3. Improved handling of consumer inquiries and complaints. Consumers do not always know which agency takes complaints or has information about recalls. Agencies with recall programs should establish a central interagency switchboard to take all calls and refer them to the appropriate agency. As an alternative, agency personnel designated to receive inquiries or complaints relating to product defects should be made aware of the recall programs of other agencies, so that inquiries or complaints will be referred to the proper office.
4. Publicizing recalls. Each agency should seek to develop a method of publishing periodically an up-to-date list of active recalls within the agency’s jurisdiction.
B. Procedural Improvements
1. Agencies with recall programs should consider whether to ask Congress for authority to require manufacturers to give such agencies information in their possession about potential safety-related defects in their products which could create a substantial risk of injury to the public. Such authority, if granted, should be accompanied by appropriate incentives for compliance.
2. Agencies with recall programs for defective products should consider whether to ask Congress for authority to bypass administrative hearings and to seek court-ordered recalls in cases of serious safety problems as defined by the relevant statute.

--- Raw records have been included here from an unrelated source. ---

Issue #578, opened 2019-04-30
ulApplicationGetNextSequenceNumber shouldn't stop the scheduler during crypto calls


dcgaws:
Same rationale as #570.

PR #579, opened 2019-04-30
ulApplicationGetNextSequenceNumber must be thread safe without stopping the scheduler

dcgaws:
See #578.

### DIFF
--- a/lib/secure_sockets/portable/freertos_plus_tcp/aws_secure_sockets.c
+++ b/lib/secure_sockets/portable/freertos_plus_tcp/aws_secure_sockets.c
@@ -27,6 +27,7 @@
 #include "FreeRTOS.h"
 #include "FreeRTOSIPConfig.h"
 #include "list.h"
+#include "semphr.h"
 #include "FreeRTOS_IP.h"
 #include "FreeRTOS_Sockets.h"
 #include "aws_secure_sockets.h"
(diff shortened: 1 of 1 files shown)


lib/secure_sockets/portable/freertos_plus_tcp/aws_secure_sockets.c
```diff
@@ -531,52 +532,56 @@ BaseType_t SOCKETS_Init( void )
...
     {
         /* One-time initialization. */
 
         /* Ensure that the PKCS#11 module is initialized. We don't keep the
-        above lock here, since we don't want to make assumptions about hardware
+        scheduler stopped here, since we don't want to make assumptions about hardware
         requirements for accessing a crypto module. */
 
-        if( 0 == xResult )
+        if( CKR_OK == xResult )
```
alexa-noxon: NP: Technically we don't need this first check if CKR_OK == xResult, but I don't think it hurts anything.

lib/secure_sockets/portable/freertos_plus_tcp/aws_secure_sockets.c
```diff
@@ -531,52 +532,56 @@ BaseType_t SOCKETS_Init( void )
  * and FreeRTOS+TCP threads. Assume that two or more threads may race to be the
  * first to initialize the static and handle that case accordingly.
  */
-static CK_RV prvSocketsGetCryptoSession( CK_SESSION_HANDLE * pxSession,
+static CK_RV prvSocketsGetCryptoSession( SemaphoreHandle_t *pxSessionLock,
```
alexa-noxon: NP: this file looks like it needs to be uncrustified.

lib/secure_sockets/portable/freertos_plus_tcp/aws_secure_sockets.c
```diff
@@ -645,20 +630,24 @@ static CK_RV prvSocketsGetCryptoSession( CK_SESSION_HANDLE * pxSession,
...
-    xResult = prvSocketsGetCryptoSession( &xPkcs11Session,
+    xResult = prvSocketsGetCryptoSession( &xSessionLock,
+                                          &xPkcs11Session,
                                           &pxPkcs11FunctionList );
 
     if( 0 == xResult )
     {
         /* Request a sequence of cryptographically random byte values using
          * PKCS#11. */
+        xSemaphoreTake( xSessionLock, portMAX_DELAY );
```
alexa-noxon: These semaphore lock/give can be deleted -- locking the session for a GenerateRandom call should not be necessary, since the PKCS #11 implementation should protect calls to GenerateRandom already.

lib/secure_sockets/portable/freertos_plus_tcp/aws_secure_sockets.c
```diff
@@ -690,22 +680,27 @@ uint32_t ulApplicationGetNextSequenceNumber( uint32_t ulSourceAddress,
...
                                           &pxPkcs11FunctionList );
 
     if( 0 == xResult )
     {
+        xSemaphoreTake( xSessionLock, portMAX_DELAY );
+
         if( 0 == ullKey )
         {
             /* One-time initialization, per boot, of the random seed. */
             xResult = pxPkcs11FunctionList->C_GenerateRandom( xPkcs11Session,
```
alexa-noxon: Do we want to continue to exclude the possibility of a "key" value being 0? 

I realize that this is a restriction of ulRand that we are stuck with atm for backward compatibility, and that the odds of this occurring are very low, but could we initialize ullKey at the same time as we initialize all the other stuff?

This would also require us to find a way to access it across the different functions which might be a pain.

dcgaws: Fixed.

lib/secure_sockets/portable/freertos_plus_tcp/aws_secure_sockets.c
dcgaws: Fixed.

lib/secure_sockets/portable/freertos_plus_tcp/aws_secure_sockets.c
dcgaws: Fixed.

lib/secure_sockets/portable/freertos_plus_tcp/aws_secure_sockets.c
dcgaws: Fixed.

lib/secure_sockets/portable/freertos_plus_tcp/aws_secure_sockets.c
dcgaws: Fixed.

PR #586, opened 2019-05-02
Deactivate CBMC proofs pending source code update

karkhaz:
This commit fixes proof failures on the release-1.5 branch. The
branch does not contain any of the source code that these proofs are
verifying, so the proofs are failing.

The CBMC directory should not exist on a branch where the source code
that it verifies is not available. This commit renames the `cbmc`
directory to `cbmc-inactive` so that the CI does not attempt to run
the proofs.


karkhaz:
Closing this in favour of a longer-term solution

PR #593, opened 2019-05-06
add cmake support for renesas and update demo project

qiutongs:
Description
-----------

- add cmake file for renesas
- update demo project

3. Agencies authorized to seek seizures should consider whether to ask Congress to augment their seizure authority by giving them the power to detain defective products administratively prior to seizure.
4. Congress should streamline the Consumer Product Safety Commission’s recall authority by amending the Consumer Product Safety Act (a) to give the Commission specific authority under that Act to seek recalls of all products within its jurisdiction including those now subject to the Federal Hazardous Substances Act, the Flammable Fabrics Act and the Poison Prevention Packaging Act; and (b) to provide for judicial review of agency ordered recalls in the United States Court of Appeals under 5 U.S.C. § 706.
5. The Food and Drug Administration should consider whether to ask Congress for civil money penalty authority as an option where only criminal penalties are now available.3
6. The foregoing recommendations are not intended to encourage agencies to use recalls as a substitute for rulemaking, but merely to streamline the process of obtaining recalls where appropriate.
49 FR 29940 (July 25, 1984)
1984 ACUS 11
1 Other agencies that engage in product recalls include EPA, FAA, HUD and USDA.
2 See ACUS Recommendation 75-3, The Choice of Forum for Judicial Review of Administrative Action, 1 CFR 305.75-3.
3 See ACUS Recommendation 72-6, Civil Money Penalties as a Sanction, 1 CFR 305.72-6.